If you’re looking to start a business, but aren’t sure about taking on all of the initial costs, then a franchise might be the right path for you! Franchising works similar to owning, but all of the hard decisions are made already. The parent company will help with selecting a location, decorating the space, and getting the word out through proven marketing techniques. From there, it’s entirely your baby. To help it grow, though, you should know about franchise development and all the basics of this business model.

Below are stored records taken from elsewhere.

PR #3806, opened 2025-06-03
Refactored calendarfetcherutils to fix many of the timezone and DST related issues and make debugging way easier

plebcity:
Refactored calendarfetcherutils to remove as many of the date conversions as possible and use moment tz when calculating recurring events, this will make debugging a lot easier and fixes problems from the past with offsets and DST not being handled properly. Also added some tests to test the behavior of the refactored methodes to make sure the correct event dates are returned.

Refactored calendar.js aswell to make sure the unix UTC start and end date of events are properly converted to a local timezone and displayed correctly for the user.

This PR relates to: https://github.com/MagicMirrorOrg/MagicMirror/issues/3797


modules/default/calendar/calendar.js
```diff
@@ -1,5 +1,7 @@
 /* global CalendarUtils */
 
+const moment = require("moment-timezone");
```
KristjanESPERANTO: Can we use `require` here? `calender.js` is loaded by the browser and not by node, right?

plebcity: Ah this must have been my IDE doing this automatically, I will remove it

sdetweil: no, you have to load the script w getscripts() response to use its global methods . 

first version loaded wins

plebcity:
There is something broken, I will try to fix it tomorrow. I now have an ics calendar to test all cases locally so that should make it easier to find the bug. I took a quick look and it looks like some events might not have a timezone in the start field (probably full day events)

sdetweil:
correct, full day events are always considered to be local time

today, wherever you are

there can be local time events as well without timezone

all of the test cases use ics files from the mock folder with specific clock dates and times set in the testcase runner

sdetweil:
have you tested w modules that use the calendar broadcast

MMM-CalendarExt3 (there are multiple modules in the family)
MMM-MonthlyCalendar

i think there are more.
if the data changed, they are broken 

im guessing they will be broken as you changed to calendar ui side too

plebcity:
> have you tested w modules that use the calendar broadcast
> 
> MMM-CalendarExt3 (there are multiple modules in the family) MMM-MonthlyCalendar
> 
> i think there are more. if the data changed, they are broken
> 
> im guessing they will be broken as you changed to calendar ui side too

No I haven't tested those yet. They could be broken because the timestamps of startDate and endDate are now always in UTC timezone and they use the proper unix timestamp instead of the format('x') which adds 3 extra 0's at the end for milliseconds. Locally everything works fine with my own calendar's now but can't seem te figure out why electron shows errors.

plebcity:
> have you tested w modules that use the calendar broadcast
> 
> MMM-CalendarExt3 (there are multiple modules in the family) MMM-MonthlyCalendar
> 
> i think there are more. if the data changed, they are broken
> 
> im guessing they will be broken as you changed to calendar ui side too

Do you think it's important to stay backwards compatible with millisecond timestamps instead of using the second based unix timestamp? If so then I will change the return timestamps back to milliseconds and change the calendar.js to first convert it back to unix.

plebcity:
@sdetweil All tests have passed and I have made the necessary changes to make this backwards compatible with the old event broadcast, so timestamps are milliseconds and strings again. This will hopefully make it much easier to work with and more robust to edge cases in timezones. 
Also after this PR is merged I will create an issue to migrate magicmirror to Luxon since moment and moment-timezone is in maintenance mode right now. I thought it was too much of change to introduce Luxon to magicmirror right now since moment and moment-timezone were already being used.

tests/unit/modules/default/calendar/calendar_fetcher_utils_spec.js
```diff
@@ -49,5 +52,90 @@ describe("Calendar fetcher utils test", () => {
...
+			const moments = CalendarFetcherUtils.getMomentsFromRecurringEvent(data["67e65a1d-b889-4451-8cab-5518cecb9c66"], moment(), moment().add(365, "days"));
+
+			const januaryFirst = moments.filter((m) => m.format("MM-DD") === "01-01");
+			const julyFirst = moments.filter((m) => m.format("MM-DD") === "07-01");
+
+			expect(januaryFirst[0].toISOString(true)).toContain("09:00:00.000+01:00");
+			expect(julyFirst[0].toISOString(true)).toContain("09:00:00.000+02:00");
+		});
+
+		it("debug", () => {
```
KristjanESPERANTO: ESLint complains that this test has no assertion. Shall we allow this and disable the ESLint rule for this test?

sdetweil: I think it should be changed to make the assertion

plebcity: Ah sorry, this was left there by accident

plebcity:
> Good work 👍
> I recommend opening a general issue for replacing 'moment' because Luxon is not the only option. We should talk about all options before we decide.

Thanks! I created a new issue for it with a broader scope: https://github.com/MagicMirrorOrg/MagicMirror/issues/3808

tests/electron/modules/calendar_spec.js
```diff
@@ -153,19 +166,6 @@ describe("Calendar module", () => {
          * RRULE TESTS:
          * Add any tests that check rrule functionality here.
          */
-	describe("sliceMultiDayEvents", () => {
```
rejas, line 156: why is that removed?

modules/default/calendar/calendarfetcherutils.js
```diff
@@ -161,218 +176,47 @@ const CalendarFetcherUtils = {
...
-					return;
-				}
-
 				const location = event.location || false;
 				const geo = event.geo || false;
 				const description = event.description || false;
-				let d1;
-				let d2;
 
+				// TODO This should be a seperate function.
```
rejas, line 206: so why not do it in this PR?

modules/default/calendar/calendarfetcherutils.js
```diff
@@ -382,52 +226,52 @@ const CalendarFetcherUtils = {
...
+									recurringEventEndMoment = moment(curEvent.end).tz(CalendarFetcherUtils.getLocalTimezone());
+								}
 							} else {
 								Log.debug("recurrence key ", dateKey, " doesn't match");
 							}
 						}
 						// If there's no recurrence override, check for an exception date.  Exception dates represent exceptions to the rule.
 						if (curEvent.exdate !== undefined) {
-							Log.debug("have datekey=", dateKey, " exdates=", curEvent.exdate);
+							console.log("have datekey=", dateKey, " exdates=", curEvent.exdate);
```
rejas: should use Log.

tests/electron/modules/calendar_spec.js
plebcity: Because as you can see below this test is the exact same test, so it was duplicate and therefor I removed it

modules/default/calendar/calendarfetcherutils.js
plebcity: I felt like this was too much of a change right now so I left a TODO for somebody else to fix in the future or whenever I have some more time to fix this myself. What I meant with this TODO is change the entire flow of the createEventList method to seperate recurring events from single events. Then you probably also want to extract the push to newEvents aswell.

modules/default/calendar/calendarfetcherutils.js
plebcity: Oops, well spotted. I will check if I left any other console.log statements or other debug lines in there

rejas (approved):

modules/default/calendar/calendarfetcherutils.js
KristjanESPERANTO: With PR #3810 ESLint will complain about the use of `console` in future PRs :-)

This is the most popular type of franchising. It includes an entire business format when you buy in, so the start up and operation of the business is fairly simple. It comes with the brand name, specific store design, training manuals, brand standards, and more. Everything you need to run a successful branch of the company is provided. This works great for people who like coloring inside the lines, but if you’re someone who wants a little more freedom and creativity in your business, then this type of franchising might not be for you.
Franchisor and Franchisee
In this relationship, you’ll be the franchisee. The franchisor is the company you’re buying into to establish your business. The franchisor will help you with various needs and ensure you’re adhering to its brand standards and protecting its intellectual property. But nothing in life comes free. In most cases, you’ll be expected to pay a one-time franchise fee, and then continuing royalty fees as your business grows and is profitable. It’s kind of like paying the farmer for the eggs you gather because he owns the chickens. The initial fee can be tens of thousands of dollars, depending on what company you go with, so you’ll still want to have a sizable nest egg stashed away for your business.